PR #8108, opened 2026-05-02
Route nto io-sock variants (nto71_iosock, nto80) to impl_noproc for u…

skarlsson:
…cred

+++

All the data must be duplicated exactly, with nothing added or removed.

PR #8108, opened 2026-05-02
Route nto io-sock variants (nto71_iosock, nto80) to impl_noproc for u…

skarlsson:
…cred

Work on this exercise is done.